Kevzara was developed under a collaboration between Regeneron and Sanofi; it was approved in 2017 as a treatment for rheumatoid arthritis.
Developers believe that IL-6 may play a role in the overactive inflammatory response in the lungs of patients who are ill with the coronavirus disease.
Clinical trials will recruit patients hospitalized with severe coronavirus infection, and it is anticipated to include up to 400 participants.

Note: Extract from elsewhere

PR #11051, opened 2023-05-05
fix(j-s): Fix Appeal Court Folder

gudjong:
# Fix Appeal Court Folder

[Vista greinargerð og meðfylgjandi gögn í réttri möppu í Auði](https://app.asana.com/0/1199153462262248/1204540555171599/f)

The trials will begin at medical centers in New York, which is considered one of the epicenters of the outbreak in the US, and will expand across 16 sites in the country.
During a second stage of the trials, researchers will evaluate patients’ improvement in longer-term outcomes including preventing death and reducing the need for mechanical ventilation, supplemental oxygen and/or hospitalization.
The expectations for the clinical development project are supported by data from clinical research in China, where patients experienced reduced fevers and need for supplemental oxygen within days of receiving tocilizumab, another IL-6 receptor antibody.
Following these results, China included the use of that IL-6 inhibitor in its treatment guidelines to fight the pandemic.
Concurrently with testing the effectiveness of Kevzara against coronavirus, Regeneron is developing a ‘multi-antibody cocktail’ that could be administered either as a treatment or as prophylaxis before exposure to the coronavirus.
The company said it anticipates taking this development project into human clinical studies by early summer.